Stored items
##########
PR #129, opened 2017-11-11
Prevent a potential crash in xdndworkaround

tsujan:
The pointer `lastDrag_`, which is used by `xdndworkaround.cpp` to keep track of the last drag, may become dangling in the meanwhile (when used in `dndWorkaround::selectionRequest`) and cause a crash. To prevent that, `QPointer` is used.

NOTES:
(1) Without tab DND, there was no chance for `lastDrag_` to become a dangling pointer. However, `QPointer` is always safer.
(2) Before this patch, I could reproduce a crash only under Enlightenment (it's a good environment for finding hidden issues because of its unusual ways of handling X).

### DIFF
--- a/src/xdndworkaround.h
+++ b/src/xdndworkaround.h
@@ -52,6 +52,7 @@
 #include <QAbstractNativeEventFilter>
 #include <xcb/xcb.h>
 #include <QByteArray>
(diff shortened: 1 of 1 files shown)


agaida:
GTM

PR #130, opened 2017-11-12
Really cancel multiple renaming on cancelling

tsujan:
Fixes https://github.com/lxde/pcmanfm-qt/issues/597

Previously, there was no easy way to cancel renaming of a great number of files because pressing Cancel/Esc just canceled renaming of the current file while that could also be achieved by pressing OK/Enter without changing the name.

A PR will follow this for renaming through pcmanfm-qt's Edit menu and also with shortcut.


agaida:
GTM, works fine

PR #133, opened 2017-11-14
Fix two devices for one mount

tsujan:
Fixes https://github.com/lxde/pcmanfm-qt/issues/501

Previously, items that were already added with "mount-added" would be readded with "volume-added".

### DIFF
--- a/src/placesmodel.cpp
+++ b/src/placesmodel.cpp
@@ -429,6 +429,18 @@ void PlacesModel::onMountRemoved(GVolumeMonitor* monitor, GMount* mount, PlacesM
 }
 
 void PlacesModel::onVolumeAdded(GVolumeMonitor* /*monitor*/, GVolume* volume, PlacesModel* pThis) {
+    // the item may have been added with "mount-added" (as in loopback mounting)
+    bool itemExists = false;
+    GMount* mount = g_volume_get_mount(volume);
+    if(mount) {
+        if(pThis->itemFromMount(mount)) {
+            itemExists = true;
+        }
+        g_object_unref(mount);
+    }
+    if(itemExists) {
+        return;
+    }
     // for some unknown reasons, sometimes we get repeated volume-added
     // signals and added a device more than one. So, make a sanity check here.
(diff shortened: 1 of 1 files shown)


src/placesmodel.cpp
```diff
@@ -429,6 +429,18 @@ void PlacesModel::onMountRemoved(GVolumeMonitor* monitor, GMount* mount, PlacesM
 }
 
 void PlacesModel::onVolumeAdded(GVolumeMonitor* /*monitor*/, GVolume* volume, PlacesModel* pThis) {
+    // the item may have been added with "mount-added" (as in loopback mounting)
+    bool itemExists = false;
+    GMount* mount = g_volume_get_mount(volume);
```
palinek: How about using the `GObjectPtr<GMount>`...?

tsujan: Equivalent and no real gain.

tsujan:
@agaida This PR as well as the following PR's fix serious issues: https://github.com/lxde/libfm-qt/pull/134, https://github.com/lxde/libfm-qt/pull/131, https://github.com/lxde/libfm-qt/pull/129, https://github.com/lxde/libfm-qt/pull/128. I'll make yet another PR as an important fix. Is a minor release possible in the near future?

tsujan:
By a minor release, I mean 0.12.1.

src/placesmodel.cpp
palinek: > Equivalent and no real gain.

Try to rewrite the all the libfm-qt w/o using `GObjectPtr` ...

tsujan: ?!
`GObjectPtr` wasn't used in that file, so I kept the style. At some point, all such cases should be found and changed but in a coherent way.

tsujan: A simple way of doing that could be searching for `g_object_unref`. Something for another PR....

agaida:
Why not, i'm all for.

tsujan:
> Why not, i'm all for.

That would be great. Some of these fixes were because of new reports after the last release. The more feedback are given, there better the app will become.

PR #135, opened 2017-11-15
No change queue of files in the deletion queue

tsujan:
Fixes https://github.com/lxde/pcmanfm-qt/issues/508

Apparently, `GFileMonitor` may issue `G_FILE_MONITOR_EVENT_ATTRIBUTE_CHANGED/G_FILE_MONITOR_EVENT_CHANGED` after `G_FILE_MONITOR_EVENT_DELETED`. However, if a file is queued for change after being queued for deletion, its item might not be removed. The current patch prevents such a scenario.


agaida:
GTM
##########
REQUIRED ACTION: Pull out each record as written and restate it exactly.

ANSWER TO THIS PROBLEM:
PR #129, opened 2017-11-11
Prevent a potential crash in xdndworkaround

tsujan:
The pointer `lastDrag_`, which is used by `xdndworkaround.cpp` to keep track of the last drag, may become dangling in the meanwhile (when used in `dndWorkaround::selectionRequest`) and cause a crash. To prevent that, `QPointer` is used.

NOTES:
(1) Without tab DND, there was no chance for `lastDrag_` to become a dangling pointer. However, `QPointer` is always safer.
(2) Before this patch, I could reproduce a crash only under Enlightenment (it's a good environment for finding hidden issues because of its unusual ways of handling X).

### DIFF
--- a/src/xdndworkaround.h
+++ b/src/xdndworkaround.h
@@ -52,6 +52,7 @@
 #include <QAbstractNativeEventFilter>
 #include <xcb/xcb.h>
 #include <QByteArray>
(diff shortened: 1 of 1 files shown)


agaida:
GTM

PR #130, opened 2017-11-12
Really cancel multiple renaming on cancelling

tsujan:
Fixes https://github.com/lxde/pcmanfm-qt/issues/597

Previously, there was no easy way to cancel renaming of a great number of files because pressing Cancel/Esc just canceled renaming of the current file while that could also be achieved by pressing OK/Enter without changing the name.

A PR will follow this for renaming through pcmanfm-qt's Edit menu and also with shortcut.


agaida:
GTM, works fine

PR #133, opened 2017-11-14
Fix two devices for one mount

tsujan:
Fixes https://github.com/lxde/pcmanfm-qt/issues/501

Previously, items that were already added with "mount-added" would be readded with "volume-added".

### DIFF
--- a/src/placesmodel.cpp
+++ b/src/placesmodel.cpp
@@ -429,6 +429,18 @@ void PlacesModel::onMountRemoved(GVolumeMonitor* monitor, GMount* mount, PlacesM
 }
 
 void PlacesModel::onVolumeAdded(GVolumeMonitor* /*monitor*/, GVolume* volume, PlacesModel* pThis) {
+    // the item may have been added with "mount-added" (as in loopback mounting)
+    bool itemExists = false;
+    GMount* mount = g_volume_get_mount(volume);
+    if(mount) {
+        if(pThis->itemFromMount(mount)) {
+            itemExists = true;
+        }
+        g_object_unref(mount);
+    }
+    if(itemExists) {
+        return;
+    }
     // for some unknown reasons, sometimes we get repeated volume-added
     // signals and added a device more than one. So, make a sanity check here.
(diff shortened: 1 of 1 files shown)


src/placesmodel.cpp
```diff
@@ -429,6 +429,18 @@ void PlacesModel::onMountRemoved(GVolumeMonitor* monitor, GMount* mount, PlacesM
 }
 
 void PlacesModel::onVolumeAdded(GVolumeMonitor* /*monitor*/, GVolume* volume, PlacesModel* pThis) {
+    // the item may have been added with "mount-added" (as in loopback mounting)
+    bool itemExists = false;
+    GMount* mount = g_volume_get_mount(volume);
```
palinek: How about using the `GObjectPtr<GMount>`...?

tsujan: Equivalent and no real gain.

tsujan:
@agaida This PR as well as the following PR's fix serious issues: https://github.com/lxde/libfm-qt/pull/134, https://github.com/lxde/libfm-qt/pull/131, https://github.com/lxde/libfm-qt/pull/129, https://github.com/lxde/libfm-qt/pull/128. I'll make yet another PR as an important fix. Is a minor release possible in the near future?

tsujan:
By a minor release, I mean 0.12.1.

src/placesmodel.cpp
palinek: > Equivalent and no real gain.

Try to rewrite the all the libfm-qt w/o using `GObjectPtr` ...

tsujan: ?!
`GObjectPtr` wasn't used in that file, so I kept the style. At some point, all such cases should be found and changed but in a coherent way.

tsujan: A simple way of doing that could be searching for `g_object_unref`. Something for another PR....

agaida:
Why not, i'm all for.

tsujan:
> Why not, i'm all for.

That would be great. Some of these fixes were because of new reports after the last release. The more feedback are given, there better the app will become.

PR #135, opened 2017-11-15
No change queue of files in the deletion queue

tsujan:
Fixes https://github.com/lxde/pcmanfm-qt/issues/508

Apparently, `GFileMonitor` may issue `G_FILE_MONITOR_EVENT_ATTRIBUTE_CHANGED/G_FILE_MONITOR_EVENT_CHANGED` after `G_FILE_MONITOR_EVENT_DELETED`. However, if a file is queued for change after being queued for deletion, its item might not be removed. The current patch prevents such a scenario.


agaida:
GTM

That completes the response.